Former First Lady Rosalynn Carter, wife of 39th President Jimmy Carter, has been diagnosed with dementia, the Carter Center announced Tuesday.
“The Carter family is sharing that former First Lady Rosalynn Carter has dementia. She continues to live happily at home with her husband, enjoying spring in Plains and visits with loved ones,” the Carter Center said in a statement.
It goes on to say that Mrs. Carter has been “the nation’s leading mental health advocate for much of her life,” adding that since her time as First Lady of Georgia through her years in the White House and later at the Carter Center, she has “urged improved access to care and decreased stigma about issues surrounding mental health.”
The announcement of 95-year-old Mrs. Carter’s condition comes a little more than two months after the Carter Center had announced that 98-year-old President Carter had entered hospice care at the couple’s Plains, Georgia home.
The Carters are known as much for their service post-Presidency as for their 1977-1981 term in office.
In 1984, the couple joined Habitat for Humanity, an organization founded in 1976 that in its first 40 years built more than 70,000 new homes for those in need and rehabbed or repaired another 100,000 homes through its disaster response and recovery efforts.
“As the founder of the Rosalynn Carter Institute for Caregivers, Mrs.

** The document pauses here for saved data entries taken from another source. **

PR #5128, opened 2021-03-14
local: make nounc advanced option except on windows

albertony:

Avoid the following irrelevant question when configuring local remote on linux:
```
Disable UNC (long path names) conversion on Windows
 1 / Disables long file names
   \ "true"
nounc> 
```

Simple quick-fix: Just hiding it under the advanced config section when not on windows. Could have removed it from the list instead, but was thinking about generated docs etc..

No

#### Checklist


ncw (approved):
That looks great - thanks :-)

PR #5151, opened 2021-03-21
Use build tags in the `version` and `selfupdate` commands

### LINKED ISSUE #5091: cmd/version: add info about build

1.54.0

(from https://forum.rclone.org/t/rclone-cmount-on-linux/22602/4)

Knowing whether it is a CGO enabled build or not (so whether it is static or dynamic) would be really useful for debugging DNS problems.

Knowing build tags would be useful too. For example, only `cmount` builds support passing custom `libfuse` flags. (See #3545 for an example why it matters).

`rclone version` output should look like below:
```
rclone v1.54.0
- os/arch: linux/amd64
- go version: go1.15.7
- executable: static (dynamic)
- tags: cmount (none)
```

Additionally, `rclone selfupdate` should refuse update if the running executable supports `cmount` but the update would remove it (and consequently break tooling wrappers).

Implementation details:
We'd have to pass the build tags into a variable in the Makefile (and probably a _built by CGO_ flag)

ivandeex:
Use build tags in the `version` and `selfupdate` commands

Knowing build tags would be useful.
For example, only `cmount` builds support passing custom libfuse flags.
(See #3545 for an example why it matters).

As stated in https://github.com/golang/go/issues/7007#issuecomment-66089610, golang does not and will not provide any runtime API for finding build tags on the fly:
> Build tags are for building. I do not want them to be exposed in the runtime.
> if you need to know ... you can write different files with different build tags and different initialized ... variables

This PR uses this very technique to initialize an internal array of build tags.
The technique has a limitation that every detectable tag must be known in advance.
Currently only the `cmount` and `cgo` tags are supported.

Carter often noted that there are only four kinds of people in this world: those who have been caregivers; those who are currently caregivers, those who will be caregivers, and those who will need caregivers,” the Carter Center’s statement continues. “The universality of caregiving is clear in our family, and we are experiencing the joy and the challenges of this journey. We do not expect to comment further and ask for understanding for our family and for everyone across the country serving in a caregiver role.”